Holomorphic function with $f(z)^2=z$

Question

Is there an holomorphic function $f:B_1(0)\setminus\{0\}\rightarrow\mathbb{C}$ with $f(z)^2=z$?

Answer 1

If $f: B(0, 1)-\{0\} \rightarrow \mathbb{C}$ is holomorphic with $f(z)^2=z$, then $$\lim_{z \rightarrow 0} f(z) = 0,$$ because $\lim_{z \rightarrow 0} f(z)^2 = 0$. Now we can extend $f$ to the whole of $B(0, 1)$, by setting $f(0)=0$, and $f$ becomes holomorphic on the whole of $B(0,1)$. This means $f$ has a Taylor series around $0$, say $$f(z) = \sum_{n=0}^{\infty} c_n z^n.$$ Now $$f(z)^2 = (\sum_{n=0}^{\infty} c_n z^n)^2 = c_0^2 +(c_0c_1+c_1c_0)z+...=z.$$ But Taylor series are unique, so $c_0=0$, in contradiction with $c_0c_1+c_1c_0=1$. So such $f$ does not exist. Let me know if I missed something!

Answer 2

There isn't even a continuous one.
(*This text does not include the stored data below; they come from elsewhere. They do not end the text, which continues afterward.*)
Issue #5952, opened 2026-02-10
BGP: Pod to external server when CUDN network is advertised Route Advertisements [no-overlay,helm]


npinaeva:
### Which jobs are flaking?

https://github.com/ovn-kubernetes/ovn-kubernetes/actions/runs/21825372127/job/62970028422?pr=5867

### Which tests are flaking?

```

Summarizing 2 Failures:
  [FAIL] BGP: Pod to external server when CUDN network is advertised Route Advertisements [It] layer3 [Feature:RouteAdvertisements]
  /home/runner/work/ovn-kubernetes/ovn-kubernetes/test/e2e/route_advertisements.go:775
  [FAIL] BGP: Pod to external server when CUDN network is advertised Route Advertisements [It] layer2 [Feature:RouteAdvertisements]

```

### Since when has it been flaking?

Feb 10 2026

### Reason for failure (if possible)

```
[FAILED] Testing pod to external traffic failed: RunHostCmd still failed after 1m10.596437793s: error running /usr/local/bin/kubectl --server=https://127.0.0.1:46393/ --kubeconfig=/home/runner/ovn.conf --namespace=pod2external-route-advertisements-2131 exec echo-client-pod -- /bin/sh -x -c curl --max-time 10 -g -q -s http://172.26.0.3:8080/clientip:
  Command stdout:

  stderr:
  + curl --max-time 10 -g -q -s http://172.26.0.3:8080/clientip
  command terminated with exit code 28

  error:
  exit status 28: RunHostCmd still failed after 1m10.596437793s: error running /usr/local/bin/kubectl --server=https://127.0.0.1:46393/ --kubeconfig=/home/runner/ovn.conf --namespace=pod2external-route-advertisements-2131 exec echo-client-pod -- /bin/sh -x -c curl --max-time 10 -g -q -s http://172.26.0.3:8080/clientip:
  Command stdout:

  stderr:
  + curl --max-time 10 -g -q -s http://172.26.0.3:8080/clientip
  command terminated with exit code 28
```

tssurya:
I'm hitting the same flake..
@pliurh PTAL OR @zhaozhanqi 

https://github.com/ovn-kubernetes/ovn-kubernetes/actions/runs/21921172006/job/63302516174?pr=5828 (https://github.com/ovn-kubernetes/ovn-kubernetes/pull/5828)

This is specific to no-overlay lane which was added newly last week

npinaeva:
[...]

PR #6034, opened 2026-02-26
E2E: refactor container operations into reusable abstractions

pperiyasamy:
This PR extracts container and network management operations from KIND provider-specific code into shared, reusable abstractions, and adds provider factory pattern with additional E2E infrastructure improvements.                      
                                                                                                                                                                                                                                     
  Currently, container operations are tightly coupled to individual infrastructure providers, leading to:                                                                                                                              
                                                                                                                                                                                                                                     
  - Code duplication across providers
  - Difficult maintenance when fixing bugs or adding features
  - Harder on boarding for new infrastructure providers

  This refactoring addresses these issues by creating a clean abstraction layer.

  ## New Package Structure

  Created `test/e2e/infraprovider/engine/container` package with reusable components:

  - `ContainerOps` - Container lifecycle and network management operations
  - `TestContext` - Base implementation of test context with cleanup management
  - `Provider` - Base provider with common infrastructure functionality

  ## Code Movement

  - Moved Network types from kind to `test/e2e/infraprovider/engine/container/network.go`                                                                                                                                         
  - Consolidated CommandRunner interface into `common.go`                                                                                                                                                                           
  - Moved kind package to `infraprovider/internal/kind`
  - Moved KIND implementation to internal package with provider factory pattern
  - Centralized AgnHost image retrieval in deployment config

  ## Infrastructure Improvements

  - Added provider factory pattern for cleaner provider initialization
  - KIND provider now embeds `container.Provider` and `container.TestContext`, focusing only on KIND-specific logic

  ## Bug Fixes

  - Fixed NetworkCIDRsFmt() to wrap Go templates in single quotes, preventing shell interpretation issues when commands are executed over SSH
  - Go template string Name=^%s$ doesn't work with podman for retrieving container state, so replaced it with name=^%s$
  - Fixed GetIPv6Gateway returning wrong gateway
  - EVPN E2E: Use f.CreateNamespace for proper label propagation
  - EVPN E2E: Exclude default cluster network CIDRs from random subnet generation to prevent conflicts

### DIFF
--- a/test/e2e/infraprovider/api/api.go
+++ b/test/e2e/infraprovider/api/api.go
@@ -10,24 +10,44 @@ import (
 
 // Provider represents the infrastructure provider
 type Provider interface {
-	// Name returns the name of the provider, example 'kind'.
-	Name() string
+	ExternalContainerProvider
+	ClusterProvider
 	// NewTestContext providers a per test sandbox. Dependent infra test constructs are created within each test and automatically cleaned
 	// after each test.
 	NewTestContext() Context
+}
 
+type ClusterProvider interface {
 	// PrimaryNetwork returns OVN-Kubernetes primary infrastructure network information
 	PrimaryNetwork() (Network, error)
+	GetK8NodeNetworkInterface(instance string, network Network) (NetworkInterface, error)
+	// ExecK8NodeCommand executes a command on a K8 Node host network namespace and filesystem
+	ExecK8NodeCommand(nodeName string, cmd []string) (string, error)
+	// GetK8HostPort returns a Node port. Requesting a port that maybe exposed in tests to avoid multiple parallel
+	// tests utilizing conflicting ports. It also allows infra provider implementations to set Nodes
+	// allowed port range and therefore comply with cloud provider firewall rules.
+	GetK8HostPort() uint16 // supported K8 host ports
+	// ShutdownNode shuts down the specified node
+	ShutdownNode(nodeName string) error
+	// StartNode starts the specified node
+	StartNode(nodeName string) error
+	// PreloadImages pulls the given images and loads them into the cluster
+	// so that they are available to pods without a runtime pull. Providers
+	// that do not support preloading may implement this as a no-op.
+	PreloadImages(images []string)
+	// Name returns the name of the cluster provider, example 'kind'.
+	Name() string
+	// Get platform specific timeout values
+	GetDefaultTimeoutContext() *framework.TimeoutContext
+}
+
+type ExternalContainerProvider interface {
 	// ListNetworks returns the names of all networks
 	ListNetworks() ([]string, error)
 	// GetNetwork returns a network
 	GetNetwork(name string) (Network, error)
 	// GetExternalContainerNetworkInterface fetches network interface information from the external container attached to a specific network
 	GetExternalContainerNetworkInterface(container ExternalContainer, network Network) (NetworkInterface, error)
-	GetK8NodeNetworkInterface(instance string, network Network) (NetworkInterface, error)
-
-	// ExecK8NodeCommand executes a command on a K8 Node host network namespace and filesystem
-	ExecK8NodeCommand(nodeName string, cmd []string) (string, error)
 	ExecExternalContainerCommand(container ExternalContainer, cmd []string) (string, error)
 	GetExternalContainerLogs(container ExternalContainer) (string, error)
 	// GetExternalContainerPort returns a port. Requesting a port that maybe exposed in tests to avoid multiple parallel
@@ -35,23 +55,6 @@ type Provider interface {
 	// allowed port range and therefore comply with cloud provider firewall rules.
 	GetExternalContainerPort() uint16
 	ExternalContainerPrimaryInterfaceName() string
-	// GetK8HostPort returns a Node port. Requesting a port that maybe exposed in tests to avoid multiple parallel
-	// tests utilizing conflicting ports. It also allows infra provider implementations to set Nodes
-	// allowed port range and therefore comply with cloud provider firewall rules.
-	GetK8HostPort() uint16 // supported K8 host ports
-
-	// ShutdownNode shuts down the specified node
-	ShutdownNode(nodeName string) error
-	// StartNode starts the specified node
-	StartNode(nodeName string) error
-
-	// Get platform specific timeout values
-	GetDefaultTimeoutContext() *framework.TimeoutContext
-
-	// PreloadImages pulls the given images and loads them into the cluster
-	// so that they are available to pods without a runtime pull. Providers
-	// that do not support preloading may implement this as a no-op.
-	PreloadImages(images []string)
 }
 
 // Underlay represents the configuration for an underlay network.
@@ -70,16 +73,23 @@ type Underlay struct {
 }
 
 type Context interface {
-	CreateExternalContainer(container ExternalContainer) (ExternalContainer, error)
-	DeleteExternalContainer(container ExternalContainer) error
+	ExternalContainerContextProvider
+	ClusterContextProvider
+	AddCleanUpFn(func() error)
+}
 
+type ExternalContainerContextProvider interface {
 	CreateNetwork(name string, subnets ...string) (Network, error)
 	DeleteNetwork(network Network) error
+	CreateExternalContainer(container ExternalContainer) (ExternalContainer, error)
+	DeleteExternalContainer(container ExternalContainer) error
 	AttachNetwork(network Network, instance string) (NetworkInterface, error)
 	DetachNetwork(network Network, instance string) error
-	SetupUnderlay(f *framework.Framework, underlay Underlay) error
+}
 
-	AddCleanUpFn(func() error)
+type ClusterContextProvider interface {
+	// anything done on the cluster that could be cleaned up after test
+	SetupUnderlay(f *framework.Framework, underlay Underlay) error
 }
 
 type Network interface {


test/e2e/containerengine/container_engine.go
```diff
@@ -14,7 +14,7 @@ func (ce ContainerEngine) String() string {
 
 func (ce ContainerEngine) NetworkCIDRsFmt() string {
 	if ce == Podman {
-		return "{{json .Subnets }}"
+		return "'{{json .Subnets }}'"
```
qinqon: This adds literal single-quote characters to the format string. Since `CommandRunner.Run()` uses `exec.Command` (no shell), these quotes are passed verbatim to Podman's `--format` arg. The output will be `'[{"Subnet":...}]'` which will fail `json.Unmarshal` in `GetNetwork()` at `container_ops.go:335`.

The Docker branch doesn't wrap in quotes. Revert to:
```go
return "{{json .Subnets }}"
```

test/e2e/infraprovider/engine/container/ops/ops.go
```diff
@@ -0,0 +1,567 @@
...
+}
+
+func (o *ContainerOps) IsNetworkAttachedToContainer(networkName, containerName string) bool {
+	// error is returned if failed to find network attached to instance or no IPv4/IPv6 Ips.
+	_, err := o.GetNetworkInterface(containerName, networkName)
+	if err != nil {
+		return false
+	}
+	return true
+}
```
qinqon, line 165: `IsNetworkAttachedToContainer` swallows all errors as "not attached". If `GetNetworkInterface` fails for a transient reason (e.g. command timeout), `ConnectNetwork` will attempt a redundant connect and `DisconnectNetwork` will silently skip the disconnect.

Change signature to `(bool, error)` and propagate errors in callers.

test/e2e/infraprovider/providers/kind/kind.go
```diff
@@ -44,417 +40,72 @@ func IsProvider() bool {
 }
 
 type kind struct {
-	externalContainerPort *portalloc.PortAllocator
-	hostPort              *portalloc.PortAllocator
+	base.Provider
+	infraprovider.CommandRunner
```
qinqon: Embedding the `CommandRunner` interface here is unnecessary — `kind` already implements `Run()` directly at line 60. The embedded interface field is never assigned and just shadows the concrete method. Remove it.

test/e2e/containerengine/container_engine.go
```diff
@@ -14,7 +14,7 @@ func (ce ContainerEngine) String() string {
...
 	}
```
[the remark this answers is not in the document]
pperiyasamy: this change is intended, this would make `podman network inspect -f ...` command to work event if it runs directly or ssh. it also doesn't produce output with single quoted string (see below).
```
$ sudo podman network inspect -f '{{json .Subnets }}' podman
[{"subnet":"10.88.0.0/16","gateway":"10.88.0.1"}]
```

pperiyasamy:
> **Actionable comments posted: 1**
> 
> ♻️ Duplicate comments (1)
> > test/e2e/containerengine/container_ops.go (1)> `112-133`: _⚠️ Potential issue_ | _🟠 Major_
> > > **Propagate attachment-check errors instead of collapsing them to `false`.**
> > > `ConnectNetwork` / `DisconnectNetwork` currently treat infra failures as “not attached” because `IsNetworkAttachedToContainer` (Lines 141-148) drops all errors. This can trigger incorrect network mutations under transient runner/inspect failures.
> > > 
> > > 💡 Proposed fix
> > > ```diff
> > >  import (
> > >  	"context"
> > > +	"errors"
> > >  	"encoding/json"
> > >  	"fmt"
> > > @@
> > >  func (o *ContainerOps) ConnectNetwork(network api.Network, container string) error {
> > > @@
> > > -	if o.IsNetworkAttachedToContainer(network.Name(), container) {
> > > +	attached, err := o.IsNetworkAttachedToContainer(network.Name(), container)
> > > +	if err != nil {
> > > +		return fmt.Errorf("failed to check network attachment (%s -> %s): %w", network.Name(), container, err)
> > > +	}
> > > +	if attached {
> > >  		return fmt.Errorf("network %s is already attached to container %s", network.Name(), container)
> > >  	}
> > > @@
> > >  func (o *ContainerOps) DisconnectNetwork(network api.Network, container string) error {
> > > @@
> > > -	if !o.IsNetworkAttachedToContainer(network.Name(), container) {
> > > +	attached, err := o.IsNetworkAttachedToContainer(network.Name(), container)
> > > +	if err != nil {
> > > +		return fmt.Errorf("failed to check network attachment (%s -> %s): %w", network.Name(), container, err)
> > > +	}
> > > +	if !attached {
> > >  		return nil
> > >  	}
> > > @@
> > > -func (o *ContainerOps) IsNetworkAttachedToContainer(networkName, containerName string) bool {
> > > +func (o *ContainerOps) IsNetworkAttachedToContainer(networkName, containerName string) (bool, error) {
> > >  	// error is returned if failed to find network attached to instance or no IPv4/IPv6 Ips.
> > >  	_, err := o.GetNetworkInterface(containerName, networkName)
> > >  	if err != nil {
> > > -		return false
> > > +		if errors.Is(err, api.NotFound) {
> > > +			return false, nil
> > > +		}
> > > +		return false, err
> > >  	}
> > > -	return true
> > > +	return true, nil
> > >  }
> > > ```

Suppose $f$ is a continuous one, and define $\gamma:[0,2\pi]\to\Bbb C$ by $$\gamma(t)=f\left(\frac12 e^{it}\right).$$Then $\gamma$ the index, or "winding number", of $\gamma$ about the origin would be $1/2$. Hmm.... It's clear, and follows from the fact that the exponential is a covering map, that there exist continuous functions $r:[0,2\pi]\to(0,\infty)$ and $\theta:[0,2\pi]\to\Bbb R$ with $\theta(0)=0$ and$$\gamma(t)=r(t)e^{i\theta(t)}.$$Since $f(z)^2=z$ this shows that $$e^{2i\theta(t)}=e^{it};$$now since $\theta(0)=0$ and $\theta$ is continuous it follows that that $$\theta(t)=t/2,$$hence $\gamma(2\pi)\ne\gamma(0)$, contradiction.

Answer 3

Starting as M. Van, $f$ can be extended holomorphically to the whole ball with $f(0) = 0$. Taking derivatives: $$2f(z)f'(z) = 1 \implies 2f(0)f'(0) = 1 \implies 0 = 1.$$ Contradiction.

(Is essentially the same argument without invoking explicitly the Taylor series.)